▶ TASK GOAL
All records need to be reproduced exactly. Keep every word as it is.

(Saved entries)
• • • •

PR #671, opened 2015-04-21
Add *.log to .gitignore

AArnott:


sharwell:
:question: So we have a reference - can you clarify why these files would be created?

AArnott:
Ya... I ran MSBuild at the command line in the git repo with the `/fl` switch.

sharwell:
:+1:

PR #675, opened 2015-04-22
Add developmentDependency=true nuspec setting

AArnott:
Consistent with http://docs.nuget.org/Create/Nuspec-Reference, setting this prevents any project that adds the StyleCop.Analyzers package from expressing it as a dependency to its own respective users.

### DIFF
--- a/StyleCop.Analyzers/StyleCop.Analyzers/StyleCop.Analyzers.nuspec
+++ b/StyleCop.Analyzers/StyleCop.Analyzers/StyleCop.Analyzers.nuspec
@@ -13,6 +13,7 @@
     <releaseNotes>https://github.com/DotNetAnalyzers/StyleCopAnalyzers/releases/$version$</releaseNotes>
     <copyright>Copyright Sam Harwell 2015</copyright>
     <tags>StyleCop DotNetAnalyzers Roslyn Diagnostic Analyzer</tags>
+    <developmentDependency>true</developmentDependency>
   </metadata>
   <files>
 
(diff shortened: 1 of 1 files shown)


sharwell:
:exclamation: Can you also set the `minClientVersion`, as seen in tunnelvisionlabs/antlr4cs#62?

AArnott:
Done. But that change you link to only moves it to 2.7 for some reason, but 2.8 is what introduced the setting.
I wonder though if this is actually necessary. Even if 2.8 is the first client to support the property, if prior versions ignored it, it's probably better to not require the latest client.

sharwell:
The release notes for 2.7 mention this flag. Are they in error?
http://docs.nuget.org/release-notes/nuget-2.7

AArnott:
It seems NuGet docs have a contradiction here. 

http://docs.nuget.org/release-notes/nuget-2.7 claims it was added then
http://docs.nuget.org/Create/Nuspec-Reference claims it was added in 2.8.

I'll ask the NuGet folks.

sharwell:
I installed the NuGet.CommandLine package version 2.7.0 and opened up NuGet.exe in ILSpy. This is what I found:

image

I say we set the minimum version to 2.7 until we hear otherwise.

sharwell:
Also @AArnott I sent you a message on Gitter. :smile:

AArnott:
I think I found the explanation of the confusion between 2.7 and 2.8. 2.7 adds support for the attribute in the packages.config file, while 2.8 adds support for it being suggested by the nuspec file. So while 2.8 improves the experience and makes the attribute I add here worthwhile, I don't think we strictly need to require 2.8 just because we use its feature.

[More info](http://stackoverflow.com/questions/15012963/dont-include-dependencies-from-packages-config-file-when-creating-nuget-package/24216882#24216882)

• • • •

▶ WRITTEN ANSWER
PR #671, opened 2015-04-21
Add *.log to .gitignore

AArnott:


sharwell:
:question: So we have a reference - can you clarify why these files would be created?

AArnott:
Ya... I ran MSBuild at the command line in the git repo with the `/fl` switch.

sharwell:
:+1:

PR #675, opened 2015-04-22
Add developmentDependency=true nuspec setting

AArnott:
Consistent with http://docs.nuget.org/Create/Nuspec-Reference, setting this prevents any project that adds the StyleCop.Analyzers package from expressing it as a dependency to its own respective users.

### DIFF
--- a/StyleCop.Analyzers/StyleCop.Analyzers/StyleCop.Analyzers.nuspec
+++ b/StyleCop.Analyzers/StyleCop.Analyzers/StyleCop.Analyzers.nuspec
@@ -13,6 +13,7 @@
     <releaseNotes>https://github.com/DotNetAnalyzers/StyleCopAnalyzers/releases/$version$</releaseNotes>
     <copyright>Copyright Sam Harwell 2015</copyright>
     <tags>StyleCop DotNetAnalyzers Roslyn Diagnostic Analyzer</tags>
+    <developmentDependency>true</developmentDependency>
   </metadata>
   <files>
 
(diff shortened: 1 of 1 files shown)


sharwell:
:exclamation: Can you also set the `minClientVersion`, as seen in tunnelvisionlabs/antlr4cs#62?

AArnott:
Done. But that change you link to only moves it to 2.7 for some reason, but 2.8 is what introduced the setting.
I wonder though if this is actually necessary. Even if 2.8 is the first client to support the property, if prior versions ignored it, it's probably better to not require the latest client.

sharwell:
The release notes for 2.7 mention this flag. Are they in error?
http://docs.nuget.org/release-notes/nuget-2.7

AArnott:
It seems NuGet docs have a contradiction here. 

http://docs.nuget.org/release-notes/nuget-2.7 claims it was added then
http://docs.nuget.org/Create/Nuspec-Reference claims it was added in 2.8.

I'll ask the NuGet folks.

sharwell:
I installed the NuGet.CommandLine package version 2.7.0 and opened up NuGet.exe in ILSpy. This is what I found:

image

I say we set the minimum version to 2.7 until we hear otherwise.

sharwell:
Also @AArnott I sent you a message on Gitter. :smile:

AArnott:
I think I found the explanation of the confusion between 2.7 and 2.8. 2.7 adds support for the attribute in the packages.config file, while 2.8 adds support for it being suggested by the nuspec file. So while 2.8 improves the experience and makes the attribute I add here worthwhile, I don't think we strictly need to require 2.8 just because we use its feature.

[More info](http://stackoverflow.com/questions/15012963/dont-include-dependencies-from-packages-config-file-when-creating-nuget-package/24216882#24216882)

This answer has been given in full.